El recorte de un espacio jurisdiccional en la Puna de Jujuy originalmente creado para la defensa de territorio y de sus riquezas mineras ante los avances de Charcas y Lípez también estuvo motivado por las “muchas leguas” que separan la Puna de la ciudad de Jujuy y de su Cabildo. Distancia que se presentaba como un factor que impedía la llegada de “la mano de la justicia”, al tiempo que reforzaba el reclamo de su administración local (Becerra y Estruch, 2011; Estruch, 2013, 2014, 2017). En tanto el espacio es la otra cara de la moneda del tiempo, debemos prestar atención a esta distancia que separa a la Puna de Jujuy de la ciudad desde donde se ejercían las potestades corporativas de un Cabildo con la potestad para administrar justicia en primera instancia a lo largo de “dichos términos y jurisdicción de la ciudad”.
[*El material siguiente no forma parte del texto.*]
PR #17413, opened 2025-06-09
Namespaces describedBy and labelledBy used in autosuggest

gcamacho079:
### Description
Fixes an issue where the IDs referenced weren’t present on the page due to a lack of namespacing


gcamacho079:
@brandonkelly because we’re having to use this method for more than input IDs — and sometimes arrays of IDs as well — I wonder if it’s worth (a) updating the namespacing method to `namespaceId` and (b) adding a method that takes multiple IDs. 🤔

brandonkelly:
@gcamacho079 Where are you seeing this? Multiple space-separated IDs within `aria-describedby` and `aria-labelledby` _should_ already be getting namespaced properly, via `craft\helpers\Html::namespaceHtml()` / `namespaceAttributes()`.

https://github.com/craftcms/cms/blob/372fd6cda65088d153dfcf0a0838dbedcd0c142f/src/helpers/Html.php#L896-L925

gcamacho079:
@brandonkelly one place I'm seeing this is the "Base Path" field in the Filesystem settings. In the screenshot below, the `aria-labelledby` and `aria-describedby` IDs don't have a namespace:

Screenshot of the Base Path field highlighted in DevTools, with aria-describedby and aria-labelledby attributes that don't match the IDs of the label or instructions

brandonkelly:
Ahh, I see, those properties get passed to the Vue component via JS, so not actually present in the HTML that gets sent to `Html::namespaceHtmlHtml()`.

Issue #19069, opened 2026-06-10
[5.10.x]: Uploading images with a © symbol in their EXIF/IPTC metadata fails with SQL error 1366 since 5.10


johnvanhulsen:
### Description

Since updating to Craft 5.10, we can no longer upload certain JPEGs. The upload fails with this error:

SQLSTATE[HY000]: General error: 1366 Incorrect string value: '\xA9 Cor ...' for column 'alt' at row 1
The SQL being executed was: INSERT INTO `craft_assets` (..., `alt`, ...) VALUES (..., '... - Photo Vincent Kalut /PN /� Cor Vos 2026', ...)

These are press agency photos (cycling photos from Cor Vos / Photo News) that have a caption embedded in their metadata, ending with something like "© Cor Vos 2026". We've been uploading these photos for years without any problems. It only started failing after updating to 5.10.

After some digging I think I understand what's happening:
- 
- Craft 5.10 introduced a new feature that automatically fills the asset's alt text from the image's embedded metadata. That explains why this never happened before.
- The caption in these photos is apparently not saved as UTF-8 by the photo agency's software, but in an older encoding (Latin-1, I believe). In that encoding the © symbol is the byte `\xA9`, which matches the byte MySQL is complaining about in the error.
- So Craft reads the caption from the file and tries to save it into the database as-is, MySQL refuses it because it's not valid UTF-8, and the whole upload fails.

At first I thought it was our database's fault, because our tables were still on `utf8mb3`. So I ran `php craft db/convert-charset` and converted everything to `utf8mb4`, but the error stays exactly the same. From what I understand that makes sense: `\xA9` on its own simply isn't valid UTF-8, no matter which of the two charsets the table uses (in UTF-8 the © symbol would be `\xC2\xA9`).

So it looks like Craft needs to either convert the metadata text to proper UTF-8 before saving it, or just skip filling in the alt text when the text isn't valid UTF-8 instead of failing the entire upload.

This is a real problem for us, because basically every photo we get from this agency has "©" in the caption, so right now we can't upload any of them.

### Steps to reproduce

1. Craft 5.10.0 or later, with MySQL.
2. Get a JPEG with a caption in its IPTC metadata that contains a © symbol and is saved in Latin-1 encoding instead of UTF-8. Press agency photos often have this. I've upload one original file here: https://oym-general.b-cdn.net/production/CORVOS_00039036-072.jpg

### Expected behavior

[...]

PR #19073, opened 2026-06-10
getting alt text from IPTC and encoding

i-just:
### Description
This PR adds functionality that tries to detect if IPTC data is UTF-8 encoded and, if not, converts it to such. When a conversion occurs, it is assumed that the most likely encoding for the IPTC data was Windows-1252.

### Related issues
#19069


brandonkelly:
Fixed this by just passing the alt value through `StringHelper::convertToUtf8()`, like we do for all GET/POST params in `craft\web\Request`. (31f04bf7bc36e4d30d8e50c42436937e73d9ebb3)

DIÓCESIS, DIEZMOS Y HACIENDA

En este apartado nos centraremos en el extenso pleito que, a lo largo de la segunda mitad del siglo XVII, involucró al tarijeño Pablo Bernardez de Ovando y a otros vecinos de la Puna. Luego de haberse avecindado en la jurisdicción de Jujuy en 1647 (Zanolli, 2005, 2016) este originario de Tarija se instaló en la estancia de San Francisco de Aycate (Yavi) en la Puna jujeña. Un espacio que en los documentos de la época suele describirse como la “raya del Tucumán”, por haber sido el límite entre la gobernación tucumana -que comprendía a la jurisdicción de Jujuy- y Charcas. Debemos tener en cuenta que si bien las posesiones y negocios de Ovando se habían extendido en un amplio radio “desde el corazón mismo de la villa de Tarija junto a la plaza” (Madrazo, 1982: 34), su “casa poblada” estaba en la mismísima franja que, imprecisa y conflictivamente, dividía el Tucumán de Charcas. Es en esa clave que debemos leer cómo este flamante vecino de Jujuy -y por ende del Tucumán- debió atravesar un litigio por el pago de diezmos en el que, de manera conjunta con otros estancieros de la Puna, se buscó dirimir cuál era la jurisdicción eclesiástica en la que estaban comprendidas las haciendas de “la raya”. Esta extensa disputa judicial que se prolongó más de 30 años, se expresó en un pleito por linderos entre el Arzobispado de Charcas y su sede sufragánea, el Obispado del Tucumán, en el que quedó involucrada la estancia de Ovando[5].

Extracto de mapa del Sur de Charcas confeccionado en la primera mitad del siglo XVII. Se resaltan los puntos de interés tanto de uno como del otro lado de la línea doble punteada que señala los límites del obispado de Tucumán (Fuente: Mapa La province de Potosí dans le Haut-Pérou. Colección Klaproth GE DD 2983 (4). Biblioteca Nacional de París Imagen cedida por Ventura y Oliveto.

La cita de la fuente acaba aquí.